Do góry

Do UK po wolność

„Tu czuję się wolny, mogę zrobić to czego nie mógłbym w Polsce” – zwierza się młody chłopak który w UK jest od roku. Wielu Polaków przyznaje się do tego samego. Twierdzą, że życie na Wyspach to raj dla każdego, kto ceni sobie poczucie wolności.

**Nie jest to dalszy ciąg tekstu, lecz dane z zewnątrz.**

PR #2056, opened 2023-04-10
chore(passport): otp time update

### LINKED ISSUE #1975: chore(passport): Delete unused OTP codes and address on expiry
When a new code is generated, the state value of the old one isn't preserved on the caller side. Since state is a required parameter for verification, without it the old codes can't be verified. As such, the code to maintain multiple codes should be removed.

Also, when the code alarm is fired, the address node should delete the DO (invoking `deleteAll()` on its storage object)

### LINKED ISSUE #2014: bug(passport): cancel otp does not delete current otp state
~~if you cancel email login and try again you get the error that you can't send another code.~~

~~if you cancel we should invalidate the old code and start from scratch.~~

Update: works as designed, but the design needs to change for better UX. Decision: no change in how the delay is applied, however, delay between attempts should be lowered to 30 sec, complemented by an upper limit of 5 attempts within 5 minutes, that, once triggered, expires after 10 minutes.

poolsar42:
# Description

Introduces new time limits for OTP sends:
- [x] 5 OTPs might be send only within 5 minutes period. If this limit is heat - user'll wait 10 minutes to be able to get another one
- [x] 30 seconds between consequent OTP requests

- Closes #2014
- Closes #1975

## Type of change

# How Has This Been Tested?

To test error propagation and  error messages for the different limits I set time frames to lower limits (5 seconds instead of 30 and 30 seconds instead of 10 minutes) in [this file](https://github.com/proofzero/rollupid/pull/2056/files#diff-58cbdbd3330f18374ae50b879d52c36164f9df75a5b2253a1ac143971817cb35) and then was testing it in passport with "connect with email" flow

# Checklist:


platform/address/src/nodes/email.ts
```diff
@@ -27,16 +31,47 @@ export default class EmailAddress {
...
+        throw new BadRequestError({
+          message: `Cannot generate new code for the address.
+          You can only generate a new code 5 times every ${EMAIL_VERIFICATION_OPTIONS.regenDelayFor5SubsCallsInMins}
+          minutes`,
+        })
+      }
+
+      // Every 10 minutes we wipe the number of attempts and first attempt timestamp
+      if (
+        payload.record.firstAttemptTimestamp +
```
maurerbot, line 69: why not set an alarm and wipe the data with a timer

platform/address/src/nodes/email.ts
```diff
@@ -27,16 +31,47 @@ export default class EmailAddress {
         CODES_KEY_NAME
```
maurerbot, line 31: why aren't we just storing the payload under `codes/{state}`. We wound't have to iterate over every single one

platform/address/src/nodes/email.ts
```diff
@@ -27,16 +31,47 @@ export default class EmailAddress {
...
       )) || {}
 
+    let numberOfAttempts
+    let firstAttemptTimestamp
+    let keepAttemptsNumber = true
+
     for (const [_, payload] of Object.entries(verificationCodes)) {
       if (
-        payload.creationTimestamp + EMAIL_VERIFICATION_OPTIONS.regenDelayInMs >
+        payload.record.creationTimestamp +
```
maurerbot, line 40: we aren't even filtering by state?

maurerbot (changes requested):

platform/address/src/nodes/email.ts
maurerbot: so, `codes/{code}` and `code/*` to list in alarm

for example: 

`this.storage.list("codes/")`

maurerbot: https://developers.cloudflare.com/workers/runtime-apis/durable-objects/#transactional-storage-api

maurerbot (changes requested):
Changes:
- single code field which stores increments and times
- if incrementing / issuing code set 5 min alarm
- if max attempts set alarm to 10 min
- alarm should check for node.getAccount. If null deleteAll otherwise delete code field

platform/address/src/nodes/email.ts
```diff
@@ -27,35 +31,96 @@ export default class EmailAddress {
...
+            Math.floor((timeLeft / 1000) % 60)
+              ? `and ${Math.floor((timeLeft / 1000) % 60)}  seconds`
+              : ''
+          }`,
+        })
+      }
+
+      // We count 5 minutes from the first attempt
+      if (
+        verificationPayload.numberOfAttempts >
```
maurerbot, line 74: shoult this be `===` max attempts?

platform/address/src/nodes/email.ts
```diff
@@ -27,35 +31,96 @@ export default class EmailAddress {
...
+              60
+            } minutes.`,
+        })
+      }
     }
 
     const creationTimestamp = Date.now()
+    let numberOfAttempts = 1,
+      firstAttemptTimestamp = creationTimestamp
+    if (verificationPayload) {
```
maurerbot, line 106: why have this condition again if you can do it in the large if statement above (line 37). Then I'd actually set the check for max attempts here and set the alarm if attempts reached. that way in the condition above you don't set the alarm and it's just an early termination. Right now the alarm can be pushed again if that condition is reached around line 100 and return

platform/address/src/nodes/email.ts
```diff
@@ -82,34 +156,47 @@ export default class EmailAddress {
...
-      (await address.state.storage.get<Record<string, VerificationPayload>>(
-        CODES_KEY_NAME
-      )) || {}
+    const verificationPayload =
+      await address.state.storage.get<VerificationPayload>(OTP_KEY_NAME)
 
-    for (const [code, verification] of Object.entries(codes)) {
-      if (
-        verification.creationTimestamp + EMAIL_VERIFICATION_OPTIONS.ttlInMs <=
+    if (
```
maurerbot, line 173: you can probably be confident that if the alarm is run you don't need to verify anything. Just check if there is an account and delete the code otherwise deleteAll. Technically deleteAll isn't needed because if we delete the code the and there is nothing else stored the DO will be garbage collected anyway.

maurerbot (changes requested):

platform/address/src/nodes/email.ts
poolsar42: I keep >= in case something went over the 5

platform/address/src/nodes/email.ts
poolsar42: > you can probably be confident that if the alarm is run you don't need to verify anything. Just check if there is an account and delete the code otherwise deleteAll. Technically deleteAll isn't needed because if we delete the code the and there is nothing else stored the DO will be garbage collected anyway.

I think we store provided email address as an `alias` field. In this case it doesn't matter I guess if we call `.deleteAll()` or `.delete('alias')`

platform/address/src/nodes/email.ts
```diff
@@ -27,51 +31,127 @@ export default class EmailAddress {
...
-    await this.node.storage.put(CODES_KEY_NAME, verificationCodes)
-    await this.node.storage.setAlarm(
-      creationTimestamp + EMAIL_VERIFICATION_OPTIONS.ttlInMs
-    )
+    await this.node.storage.put(OTP_KEY_NAME, payload)
+
+    // We have 2 types of alarms to set
+    // 1. If the user has hit the limit of 5 attempts, we set a cool down of 10 minutes
+    if (cooldownStartTimestamp) {
+      await this.node.storage.setAlarm(
```
maurerbot, line 125: set this alarm in the `if (verificationPayload)` block

platform/address/src/nodes/email.ts
```diff
@@ -27,51 +31,116 @@ export default class EmailAddress {
...
+      firstAttemptTimestamp = verificationPayload.firstAttemptTimestamp
+      // we limit the number of attempts to 5 within 5 minutes
+      // once the limit of 5 attempts is hit, we set a cool down 10 minutes from the last attempt
+      if (
+        numberOfAttempts >= EMAIL_VERIFICATION_OPTIONS.maxAttempts &&
+        firstAttemptTimestamp +
+          EMAIL_VERIFICATION_OPTIONS.maxAttemptsTimePeriod >
+          Date.now()
+      ) {
+        cooldownStartTimestamp = creationTimestamp
```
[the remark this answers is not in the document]
maurerbot: you don't even need this if you just set the 10 min alarm if this checks out. That's why the condition should be if `numberofAttempts + 1 === options.maxAttempts`. Then you store `numberofAttempts + 1` and set the alarm and you'll never hit the alarm condition again.

platform/address/src/nodes/email.ts
maurerbot: Ok. but you still don't need to check the condition. Only run the account condition for delete vs delete all.

maurerbot (changes requested):

maurerbot (approved):

maurerbot (dismissed):

PR #2083, opened 2023-04-13
bug(passport): Connected account toast and button after cancelation

Cosmin-Parvulescu:
### Description

* Hacky
- Added a connected account count to the connection_requested cookie
- If screen reload is not more than set count, it means no connection was made so we don't display success
- Alternative is to add a query param for success that we can interrogate
- Added hard coded cancellation url to back button in authentication screen
- This clears console params

### Related Issues

- Closes #2071 

### Testing

As described in ticket

### Checklist

- [ ] I have read the [CONTRIBUTING](CONTRIBUTING.md) guidelines
- [ ] I have tested my code


maurerbot (changes requested):
Didn't this used to do it?  https://github.com/proofzero/rollupid/pull/2079/files#diff-6634693d9b7bae7961105dddb7e4359569a160c35196b8176c3cd6600b9d05d0L44

PR #2093, opened 2023-04-13
fix(address): keep the stored refresh token if not provided

szkl:
---

### Description

The object in the response if does not have a refresh token then the property in
the stored object is removed.

This change puts the stored refresh token into the object if there is none in
the response.

### Related Issues

- Closes #2089

### Testing

- [x] Manual

### Checklist

- [ ] I have tested my code
- [x] I have updated the documentation (if necessary)


szkl:
The test is going to take some time.

PR #2097, opened 2023-04-13
fix(passport): redirect uri validation

### LINKED ISSUE #2060: bug(passport): Implement Redirect URI validation
Redirect URI coming from the authorization request should be validated against the registered redirect URI for the application/client. The origin should match, but the path can be different.

poolsar42:
### Description

Checks redirectURI on authorize screen with the one configured in console.

### Related Issues

- Closes #2060

### Testing

1. went to authorize screen with invalid redirect URL (different from the one that was set in console)
2. got an error
3. changed it so redirect URI in link matches with one in console
4. worked
5. went back to invalid redirect URI, updated it in console configurations so they match
6. reloaded page -> and it worked

### Checklist

- [x] I have tested my code

### DIFF
--- a/apps/passport/app/routes/authorize.tsx
+++ b/apps/passport/app/routes/authorize.tsx
@@ -156,9 +156,18 @@ export const loader: LoaderFunction = async ({ request, context }) => {
       }),
     ])
 
+    const providedUrl = new URL(redirectUri)
+    const configuredUrl = new URL(appPublicProps.redirectURI)
+
     if (!appPublicProps.scopes || !appPublicProps.scopes.length)
       throw new BadRequestError({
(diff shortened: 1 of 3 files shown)


maurerbot (dismissed):

apps/passport/app/routes/authorize.tsx
```diff
@@ -156,11 +156,20 @@ export const loader: LoaderFunction = async ({ request, context }) => {
       }),
     ])
 
+    const providedUrl = new URL(redirectUri)
```
maurerbot, line 159: @betimshahini if provided URL is null do we want to set default from appData?

maurerbot (approved):

PR #21, opened 2018-11-25
Close to tray

h44z:
Allow the app to be minimized to the tray icon if the window gets closed. This is disabled by default.

Tested (and therefore enabled for linux) on Archlinux.

See desktop pull request: https://github.com/bitwarden/desktop/pull/168

### DIFF
--- a/src/electron/window.main.ts
+++ b/src/electron/window.main.ts
@@ -13,6 +13,7 @@ const Keys = {
 
 export class WindowMain {
     win: BrowserWindow;
+    isQuitting: boolean = false;
 
     private windowStateChangeTimer: NodeJS.Timer;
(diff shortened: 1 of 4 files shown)


src/electron/window.main.ts
```diff
@@ -221,4 +228,8 @@ export class WindowMain {
         return state != null && Number.isInteger(state.x) && Number.isInteger(state.y) &&
             Number.isInteger(state.width) && state.width > 0 && Number.isInteger(state.height) && state.height > 0;
     }
+
+    public quit() {
```
kspearrin: Is this function necessary? Looks like `isQuitting` is already public.

h44z: Function removed.

PR #25, opened 2019-01-28
 Throttle calls to HIBP api

mcfedr:
Randomly failing to check by passwords, I'm pretty sure its because ~2000 connections are made at the same time.

### DIFF
--- a/spec/common/misc/throttle.spec.ts
+++ b/spec/common/misc/throttle.spec.ts
@@ -1,0 +1,110 @@
+import { throttle } from '../../../src/misc/throttle';
+import { sequentialize } from '../../../src/misc/sequentialize';
+
+describe('throttle decorator', () => {
+    it('should call the function once at a time', async () => {
+        const foo = new Foo();
+        const promises = [];
+        for (let i = 0; i < 10; i++) {
+            promises.push(foo.bar(1));
+        }
+        await Promise.all(promises);
+
+        expect(foo.calls).toBe(10);
+    });
+
+    it('should call the function once at a time for each object', async () => {
+        const foo = new Foo();
+        const foo2 = new Foo();
+        const promises = [];
+        for (let i = 0; i < 10; i++) {
+            promises.push(foo.bar(1));
+            promises.push(foo2.bar(1));
+        }
+        await Promise.all(promises);
+
+        expect(foo.calls).toBe(10);
+        expect(foo2.calls).toBe(10);
+    });
+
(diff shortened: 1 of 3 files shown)


kspearrin:
Are the checks failing from the client or from the server?

Also, why are there changes to `sequentialize` mixed in here? Seems unrelated.

mcfedr:
The error shown in the console is `GET https://api.pwnedpasswords.com/range/94B83 net::ERR_CONNECTION_RESET 200`

The changes to `sequentialize` are slightly related :), because they are minor improvements to the decorator that I realised I could make whilst writing the new one.

mcfedr:
I also looked at catching the errors in the web project, but this just results in showing some of the results, and not the rest, which isnt very helpful

Editing the function `setCiphers` in `exposed-passwords-report.component.ts`

```typescript 
async setCiphers() {
        const allCiphers = await this.getAllCiphers();
        const exposedPasswordCiphers: CipherView[] = [];
        const promises: Array<Promise<void>> = [];
        const errs: Error[] = [];
        allCiphers.forEach((c) => {
            if (c.type !== CipherType.Login || c.login.password == null || c.login.password === '') {
                return;
            }
            const promise = this.auditService.passwordLeaked(c.login.password).then((exposedCount) => {
                if (exposedCount > 0) {
                    exposedPasswordCiphers.push(c);
                    this.exposedPasswordMap.set(c.id, exposedCount);
                }
            }).catch((err) => {
                errs.push(err);
                return;
            });
            promises.push(promise);
        });
        await Promise.all(promises);
        this.ciphers = exposedPasswordCiphers;
        if (errs.length) {
            // tslint:disable-next-line
            console.error(errs);
        }
    }
```

kspearrin:
I wouldn't worry about caching the results. Could you please move the changes to sequentialize into a new PR?

kspearrin:
Also, I tried this in Firefox on my vault of around 500 items and am not seeing any connection issues. I am guessing we can probably adjust the number higher than 50.

mcfedr:
> Also, I tried this in Firefox on my vault of around 500 items and am not seeing any connection issues. I am guessing we can probably adjust the number higher than 50.

Yes, not really sure what a reasonable number is, I have ~2000 items, and it sometimes runs successfully, but more often than not I get a failure, with this change it still runs in just a couple of seconds, given the browser limits for inflight requests, there probably isn't too much to be gained by having a really high limit.

PR #26, opened 2019-01-28
Clear sequentialize cache when empty to remove change of memory leaks

mcfedr:
Also use `finally` to prevent code duplication.


kspearrin:
@mcfedr This update just went out and seems to have broken users on Firefox pre-58 since `finally()` is not supported there. https://developer.mozilla.org/en-US/docs/Web/JavaScript/Reference/Global_Objects/Promise/finally

Is there a workaround here? Perhaps revert, or move to `.then(onFinally, onFinally)`?

```
const onFinally = () => {
    cache.delete(argsCacheKey);
    if (cache.size === 0) {
        caches.delete(this);
    }
};
response = originalMethod.apply(this, args).then(onFinally, onFinally);
```

Same issue for `throttle` decorator I imagine as well.

mcfedr:
Wow, sorry! Did not consider that case properly.

PR #29, opened 2019-02-19
Making base menu extensible

rafadc:
Changing base edit menu following the same pattern as in the view menu so we can add elements there.

See https://github.com/bitwarden/desktop/pull/216 for description of the PR


kspearrin:
I am nto sure why this had to be changed. Can't you just splice in the new menu items to the `editMenuItemOptions.subMenu` array?

rafadc:
Yes. I will close this PR and do that.

PR #30, opened 2019-03-11
feat(unpwnpassword): generate unpwned password and sync with server

raddatzk:
This pull request is a followup to [452](https://github.com/bitwarden/server/pull/452) on the server

With this pull request the process of generating a password changes a little.
By default the new password is validated against [haveibeenpwned](https://haveibeenpwned.com/) in order to only generate passwords, that are not currently exposed. 
Submitting the new cipher, independent of the previous result, also forces a check against haveibeenpwned and afterwards includes the information pwned and the pwnedCheckDate to the storing process in the database. 
There is also a new group _pwnedPasswords_ that gives a direct overview over all pwned passwords

### DIFF
--- a/src/angular/components/add-edit.component.ts
+++ b/src/angular/components/add-edit.component.ts
@@ -208,7 +208,16 @@ export class AddEditComponent implements OnInit {
                 this.collections.filter((c) => (c as any).checked).map((c) => c.id);
         }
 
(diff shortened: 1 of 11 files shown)


eliykat:
Please see my comment on the main PR on the server repo. Thanks!

PR #31, opened 2019-03-21
Fix appFlexCopy improperly trimming newlines and spaces

kleinfreund:
Related to https://github.com/bitwarden/browser/pull/897.

Triple-clicking a password to select it completely and invoking a platform-specific copy action (e.g. pressing Ctrl-C) currently copies the password with unrelated newlines and whitespaces.

This change assumes that a password always consists of only one line and removes everything after a newline (`\n` or `\r\n`).

### DIFF
--- a/src/angular/directives/flex-copy.directive.ts
+++ b/src/angular/directives/flex-copy.directive.ts
@@ -21,7 +21,13 @@ export class FlexCopyDirective {
         for (let i = 0; i < selection.rangeCount; i++) {
             const range = selection.getRangeAt(i);
             const text = range.toString();
-            copyText += text;
+
+            // The selection should only contain one line of text. In some cases however, the
+            // selection contains newlines and space characters from the identation of following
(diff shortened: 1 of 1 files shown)


src/angular/directives/flex-copy.directive.ts
```diff
@@ -21,7 +21,7 @@ export class FlexCopyDirective {
         for (let i = 0; i < selection.rangeCount; i++) {
             const range = selection.getRangeAt(i);
             const text = range.toString();
-            copyText += text;
+            copyText += text.substring(0, text.search(/\r?\n/));
```
kspearrin: How does this work if new line isn't found? Seems like it would substring(0, -1) which would be nothing. Did you test this?

kleinfreund: @kspearrin I’m sorry, of course. I’ll push an updated version of that commit to maintain the original behavior for lines not containing newlines at all.

PR #32, opened 2019-03-23
1password 1pif importer: create hidden fields

spiderpug:
When I migrated my 1Password archive into Bitwarden I noticed that concealed fields in 1Password are imported as regular "text" fields in Bitwarden. While the content itself is imported correctly it can do better by setting the FieldType to 'hidden'.

This PR adds this feature and related specs.

### DIFF
--- a/src/importers/onepassword1PifImporter.ts
+++ b/src/importers/onepassword1PifImporter.ts
@@ -169,11 +169,7 @@ export class OnePassword1PifImporter extends BaseImporter implements Importer {
                 }
             }
 
-            let fieldType = FieldType.Text;
-            if (field.k === 'concealed') {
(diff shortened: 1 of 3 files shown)


src/importers/onepassword1PifImporter.ts
```diff
@@ -168,8 +169,13 @@ export class OnePassword1PifImporter extends BaseImporter implements Importer {
                 }
             }
 
+            let fieldType = FieldType.Text;
```
kspearrin: i think you can make this a simple 1 liner

kspearrin:
Thanks!

kspearrin:
@spiderpug I deployed it to the production web vault if you want to use it now.

Issue #18, opened 2018-11-22
1password import misses a bunch of things


theontho:
**1password import does not import 1p identities as bitwarden identities**

I imported a 1pif file which contained several identities. They were imported as secure notes, even though bitwarden has an identity type. You can tell they are identities by looking this field : "typeName":"identities.Identity"

**1password imports trashed items with no differentiation**

The 1pif file does tag trashed items with a "trashed":true, tag. Maybe bitwarden can automatically put them in one category for easy categorization, such as a '1password import trashed items'. Another alternative would be to implement a trashbin feature and put those imported items into the new trashbin.

**1 password import does not import the password part of password items**

In a 1pif import "typeName":"passwords.Password" items do not have their passwords fields imported, but instead show up as weird stub items

"typeName":"webforms.WebForm do seem to get imported properly

This came from a 1password 6.8.9 export

**1password import does not import password history**
There are password history fields in 1pif items ("passwordHistory":), so it's something bitwarden could import too.

**1password import doesn't import attachments**
For example, I have pictures attached to my credit cards and id card items. 1 password export does export the attachments, but bitwarden import does not.

kspearrin:
identities and history are now imported per the above referenced PRs

saphirblanc:
What would be really, really useful is to import the tags as collections (if imported in an organization) or Folders if imported in a personal vault. Obviously, if the tags is written like "IT/Client/XXX", this should be the same in Bitwarden. Please :-), currently doing it by hand.

djsmith85:
Closing this now.

- Improvements to the existing 1pif importer have been made as mentioned by Kyle and can still be used.

- 1password has since replaced the `.1pif` with the new `.1pux` format. To also support this format, we have created a new importer. Details which cases it handles can be found at #594

PR #34, opened 2019-03-23
1password 1pif importer: create identity records

spiderpug:
Solves part of #18 

My export file is create by 1Password 6.

> 1password import does not import 1p identities as bitwarden identities
>
> I imported a 1pif file which contained several identities. They were imported as secure notes, even though bitwarden has an identity type. You can tell they are identities by looking this field : "typeName":"identities.Identity"

When no address is specified in 1Password, the address field is still exported, with blank strings in every subfield.

### DIFF
--- a/src/importers/onepassword1PifImporter.ts
+++ b/src/importers/onepassword1PifImporter.ts
@@ -5,6 +5,7 @@ import { ImportResult } from '../models/domain/importResult';
 
 import { CardView } from '../models/view/cardView';
 import { CipherView } from '../models/view/cipherView';
+import { IdentityView } from '../models/view/identityView';
 import { SecureNoteView } from '../models/view/secureNoteView';
 
 import { CipherType } from '../enums/cipherType';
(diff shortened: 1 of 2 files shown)


src/importers/onepassword1PifImporter.ts
```diff
@@ -167,6 +171,36 @@ export class OnePassword1PifImporter extends BaseImporter implements Importer {
...
+                } else if (this.isNullOrWhitespace(identity.company) && fieldDesignation === 'company') {
+                    identity.company = fieldValue;
+                    return;
+                } else if (this.isNullOrWhitespace(identity.email) && fieldDesignation === 'email') {
+                    identity.email = fieldValue;
+                    return;
+                } else if (fieldDesignation === 'address') {
+                    // fieldValue is an object casted into a string, so access the plain value instead
+                    const { street, city, country, zip } = field[valueKey];
+                    identity.address1 = street;
```
kspearrin: You said these are exported as blank strings if not provided. Should we perform `isNullOrWhitespace` checks on each here? ex: `identity.city = this.isNullOrWhitespace(city) ? null : city`. I'd hate to store an encrypted string of an empty field if that is all it is.

spiderpug: Sure. I assumed that's handled sometime later when preparing the payload as I couldn't "see" these properties in my vault's test record. I'll change it.

kspearrin: It might be, can’t remember.  but we can just handle it here to be sure.

kspearrin:
I'll need to check the opvault format on Windows to see how we can support this there too.

kspearrin:
I added windows opvault support and also the identity username field. Looks good.

PR #40, opened 2019-05-14
MacOS: Closing with red button won't open window again through tray icon

mchonan1996:
Fixed issue on MacOS where closing BW via the red button then reopening using tray icon wouldn't work.

See the issue on `bitwarden/desktop` here: [Issue 143](https://github.com/bitwarden/desktop/issues/143)

The issue was that when closing the window via the red circle, the `win` property in `windowMain` becomes null, and the window instance needs to be recreated.

### DIFF
--- a/src/electron/tray.main.ts
+++ b/src/electron/tray.main.ts
@@ -121,14 +121,17 @@ export class TrayMain {
     }
 
     private toggleWindow() {
-        if (this.windowMain.win == null) {
-            return;
-        }
-
-        if (this.windowMain.win.isVisible()) {
-            this.windowMain.win.hide();
+        if (this.windowMain.win === null) {
+            // On MacOS, closing the window via the red button destroys the BrowserWindow instance.
+            this.windowMain.recreateWindow().then(() => {
+                this.windowMain.win.show();
+            });
         } else {
-            this.windowMain.win.show();
+            if (this.windowMain.win.isVisible()) {
+                this.windowMain.win.hide();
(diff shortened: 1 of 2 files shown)


src/electron/window.main.ts
```diff
@@ -81,7 +81,13 @@ export class WindowMain {
...
     }
 
-    private async createWindow() {
+    async recreateWindow(): Promise<void> {
+        if (this.win === null) {
+            await this.createWindow();
+        }
+    }
+
+    private async createWindow(): Promise<void> {
```
kspearrin: Couldn't you just make this public so that you can call it?

src/electron/tray.main.ts
```diff
@@ -121,14 +121,17 @@ export class TrayMain {
     }
 
     private toggleWindow() {
-        if (this.windowMain.win == null) {
-            return;
-        }
-
-        if (this.windowMain.win.isVisible()) {
-            this.windowMain.win.hide();
+        if (this.windowMain.win === null) {
```
kspearrin: Should we make this condition only for macos then?

mchonan1996: Will do, thanks for the feedback. :)

src/electron/window.main.ts
mchonan1996: Will do, thanks for the feedback. :)

mchonan1996:
Implemented some feedback by @kspearrin.

PR #41, opened 2019-05-31
add window option: always on top of other windows

Tobirexy:
Adds a checkbox option to the window menu which makes Bitwarden always stay on top of other windows. This is really useful when copying more than one thing to an other program because the window doesn't get minimized. This option is disabled by default.

See desktop pull request: [https://github.com/bitwarden/desktop/pull/257](https://github.com/bitwarden/desktop/pull/257)

image

### DIFF
--- a/src/electron/window.main.ts
+++ b/src/electron/window.main.ts
@@ -154,11 +154,9 @@ export class WindowMain {
 
     }
 
-    async alwaysOnTop(){
-
-        this.enableAlwaysOnTop = this.win.isAlwaysOnTop() ? false : true;
-        this.win.setAlwaysOnTop(this.enableAlwaysOnTop ? true : false);
-
+    async toggleAlwaysOnTop(){
+        this.enableAlwaysOnTop = !this.win.isAlwaysOnTop();
+        this.win.setAlwaysOnTop(this.enableAlwaysOnTop);
         await this.storageService.save(ElectronConstants.enableAlwaysOnTopKey, this.enableAlwaysOnTop);
     }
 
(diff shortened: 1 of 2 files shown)


src/electron/window.main.ts
```diff
@@ -147,6 +151,15 @@ export class WindowMain {
         this.win.on('move', () => {
             this.windowStateChangeHandler(Keys.mainWindowSize, this.win);
         });
+
+    }
+
+    async alwaysOnTop(){
+
+        this.enableAlwaysOnTop = this.win.isAlwaysOnTop() ? false : true;
```
kspearrin: I dont think you need the ternary operators here. Just use `this.enableAlwaysOnTop = !this.win.isAlwaysOnTop()`?

src/electron/window.main.ts
```diff
@@ -147,6 +151,15 @@ export class WindowMain {
...
+        this.win.setAlwaysOnTop(this.enableAlwaysOnTop ? true : false);
```
kspearrin: Same. Just use `this.win.setAlwaysOnTop(this.enableAlwaysOnTop)`, right?

src/electron/window.main.ts
```diff
@@ -147,6 +151,15 @@ export class WindowMain {
         this.win.on('move', () => {
             this.windowStateChangeHandler(Keys.mainWindowSize, this.win);
         });
+
+    }
+
+    async alwaysOnTop(){
+
```
kspearrin: remove empty line

src/electron/window.main.ts
```diff
@@ -147,6 +151,15 @@ export class WindowMain {
         this.win.on('move', () => {
             this.windowStateChangeHandler(Keys.mainWindowSize, this.win);
         });
+
+    }
+
+    async alwaysOnTop(){
```
kspearrin: Should this be called `toggleAlwaysOnTop()`?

Takich opinii jest coraz więcej i dlatego być może właśnie dlatego oprócz uwzględniania korzyści finansowych Polacy wybierają Wielką Brytanię na kierunek swojej podróży. O jakiej wolności mówimy i czy nie można znaleźć jej w naszym kraju ojczystym?

Widoczny lecz anonimowy

Wielka Brytania to kraj wielokulturowy, nie trzeba nikomu tego tłumaczyć, bo widać to gołym okiem na ulicach. Mijają się setki ludzi, obok siebie w metrze siedzi kobieta z wyzywającym makijażem i ta w tradycyjnym stroju hinduskim. Na kolejnym przystanku dosiada się mężczyzna po trzydziestce. Ubrany w elegancki garnitur. Jego głowa jest ogolona i udekorowana czarnymi skrzydłami, które sterczą w dwie strony. Mężczyzna siada naprzeciwko kobiet i wyciąga z teczki poradnik dla architektów. Zagłębia się w lekturze. Nikt nie zwraca na niego uwagi, nikt mu się nie przygląda. Tylko kilka ciekawskich oczu stara się ukryć swoje spojrzenia. Może to spojrzenia nowoprzybyłych polskich emigrantów, których jeszcze wciąż wszystko zadziwia. Człowiek ze skrzydłami na głowie jest widoczny lecz anonimowy. O takiej wolności pewnie mówią Polacy. Tu, w UK gdzie nic nikogo nie dziwi można odnaleźć wolność.

Londyn lubi łachmaniarzy

„Czy czuję się tu wolna?” – mówi Dorota, od roku w UK. „ Nie poszukuję wolności, ale widzę, że jest tu łatwiej, żyje mi się wygodniej, po prostu. Lubię dobrze wyglądać, ale są dni gdy chcę wyjść na ulicę w dresie, w stroju domowym. Uwielbiam to, że mogę tak nawet pojechać do samego centrum Londynu i nikt nie powie mi, że wyglądam jak łachman. Londyn lubi łachmaniarzy, a ja lubię tę wolność, że mogę wyglądać jak chcę. W Polsce dziewczyny stroją się na zakupy, ubierają szpilki, najlepsze ubrania, nie wyjdziesz do centrum w dresie! Zapomnij o tym. Jeśli masz za grube nogi i ubierzesz mini to licz się z tym, że na każdym kroku będą Cię wytykać. Tu tak nie jest”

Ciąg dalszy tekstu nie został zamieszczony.